Turbulent Times for Currencies: USD Dominates, SEK Shines

The dollar is finding more strength thanks to a soft risk environment and attractive real rates after the bond selloff. We now see downside risks for EUR/USD potentially extending to 1.02 in a bond sell-off acceleration. SEK is emerging as a big outlier, and we suspect Riksbank FX hedging is behind that, watch for action around 10:00 am BST this morning.
The dollar is enjoying another widespread rally, shrugging off yesterday’s unconvincing US consumer confidence figures while being boosted by a round of defensive re-positioning amid a deteriorating risk environment. Furthermore, the recent treasury selloff has kept fuelling the real rate attractiveness of the dollar, reinforcing the greenback’s role as the go-to currency in the current market’s environment.
Federal Reserve speakers have also thrown some hawkish comments into the mix. Neel Kashkari confirmed his notably hawkish stance saying that one more hike is needed even in a soft-landing scenario, and Michelle Bowman has also pointed in the direction of more tightening. Market pricing has, however, remained stuck in a less hawkish position than the recent dot plot projections – less than a 50% chance of another hike this year and the effective rate being cut to 4.67%.

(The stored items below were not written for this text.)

PR #629, opened 2023-03-14
HELM-376: Grafana 9 Migration from grafana-toolkit

synqotik:
Use Grafana 9 migration tool to migrate from `grafana-toolkit`. Also update to Grafana 9 runtime libraries, React App component.

This PR attempts to do the minimal required to run without actually removing all the legacy Angular plugins. However, note that the Angular plugins won't actually work since parts of the code have been removed or commented-out.

Once this builds in CircleCI and runs, we will remove the Angular code and do more cleanup. Some of this code is intentionally incomplete or messy.

- ran Grafana plugin migration tool `npx @grafana/create-plugin@latest migrate`
- updated all Grafana libraries to 9.3.8
- fixes to CircleCI build commands, may need to be further updated in subsequent PRs. Also, signing fails, may need to wait for main branch merge to see if that and subsequent build steps work
- ported Alberto's work on `App.tsx` component
- fixed bunch of lint issues (mostly replacing `var` with `let` or `const`)
- only run React jest tests, to avoid context setup issues with Angular
- fixups like removing jquery plot/flot. Angular plugins are *not* expected to work, we are just not quite removing them yet
- left React plugins with `-react` in their names, this may be changed later
- new build process uses `yarn` however left `package-lock.json` in since CircleCI uses it in the Node Package Checksum step; will eventually need to fix

# External References

* JIRA (Issue Tracker): [HELM-376](https://opennms.atlassian.net/browse/HELM-376)


scthompsonopen (approved):
I'm approving this but I don't have much to comment on as it's mostly auto-generated by the tool. What's in here makes sense from a modern React perspective, and the eslint rules forcing the var -> const/let update makes sense as well.

.config/tsconfig.json
```diff
@@ -0,0 +1,26 @@
...
+ * https://grafana.github.io/plugin-tools/docs/advanced-configuration#extending-the-typescript-config
+ */
+ {
+  "compilerOptions": {
+    "alwaysStrict": true,
+    "declaration": false,
+    "rootDir": "../src",
+    "baseUrl": "../src",
+    "typeRoots": ["../node_modules/@types"],
+    "resolveJsonModule": true
```
aramosvizcarra, line 14: I had to add this line to avoid building errors
```suggestion
    "resolveJsonModule": true,
    "noImplicitAny": false
```

tsconfig.json
```diff
@@ -1,10 +1,6 @@
 {
-  "extends": "./node_modules/@grafana/toolkit/src/config/tsconfig.plugin.json",
-  "include": ["src", "types"],
+  "extends": "./.config/tsconfig.json",
   "compilerOptions": {
-    "rootDir": "./src",
-    "baseUrl": "./src",
-    "noImplicitAny": false,
-    "typeRoots": ["./node_modules/@types"]
+    "noImplicitAny": false
```
aramosvizcarra, line 4: aha!

aramosvizcarra (changes requested):
I think yarn.lock is not necessary. Is not in grafana instructions but we can still use npm instead of yarn.

Another thing I didn't see is the updated plugin.json updated [here](https://grafana.com/docs/grafana/v9.0/developers/plugins/metadata/#includes) they changes what properties are required. There are a few more required than the current ones for `info`

aramosvizcarra (approved):

synqotik:
> I think yarn.lock is not necessary. Is not in grafana instructions but we can still use npm instead of yarn. (not really important)

good, yes let's follow up and decide on one or the other. I will test it out after this PR.

> Another thing I didn't see is the updated plugin.json updated [here](https://grafana.com/docs/grafana/v9.0/developers/plugins/metadata/#includes) they changes what properties are required. There are a few more required than the current ones for [info](https://grafana.com/docs/grafana/v9.0/developers/plugins/metadata/#info) This can be done after when we complete the cleanup.

It looks like we already have those required `info` fields in the main `plugin.json`, so they didn't show up in the diff. May need to add them to the individual plugins.

synqotik:
Merging to get these changes in, we will need to fix up some things afterwards. Also to see whether the signing step works in the main feature branch; may need to make that optional.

So, there are two lingering upside risks for the dollar stemming purely from the rate market: one being generated from higher longer-dated yields, one from a potential hawkish repricing of short-term rate expectations upholding short-term swap rates. We discuss those risks from a EUR/USD perspective in this article, where we conclude there is more room for a USD rally coming from back-end treasury underperformance rather than another big move in USD short-term swap rates. That’s because the gap between the December 2024 Fed Funds rate market pricing and the 2024 dot plot is much smaller compared to what it was back in June (and throughout the summer).
Today, the US calendar includes durable goods orders for the month of August and another speech by the arch-hawk Neel Kashkari. Fed Chair Jerome Powell will participate in a town hall tomorrow, although it is unclear whether he will touch upon monetary policy issues. The next level to watch in DXY is the 106.82 November 2022 highs, although we have seen the index rise comfortably through key levels, and upside risks now extend to the 107.00/107.50 area should the US bond market sell-off accelerate further.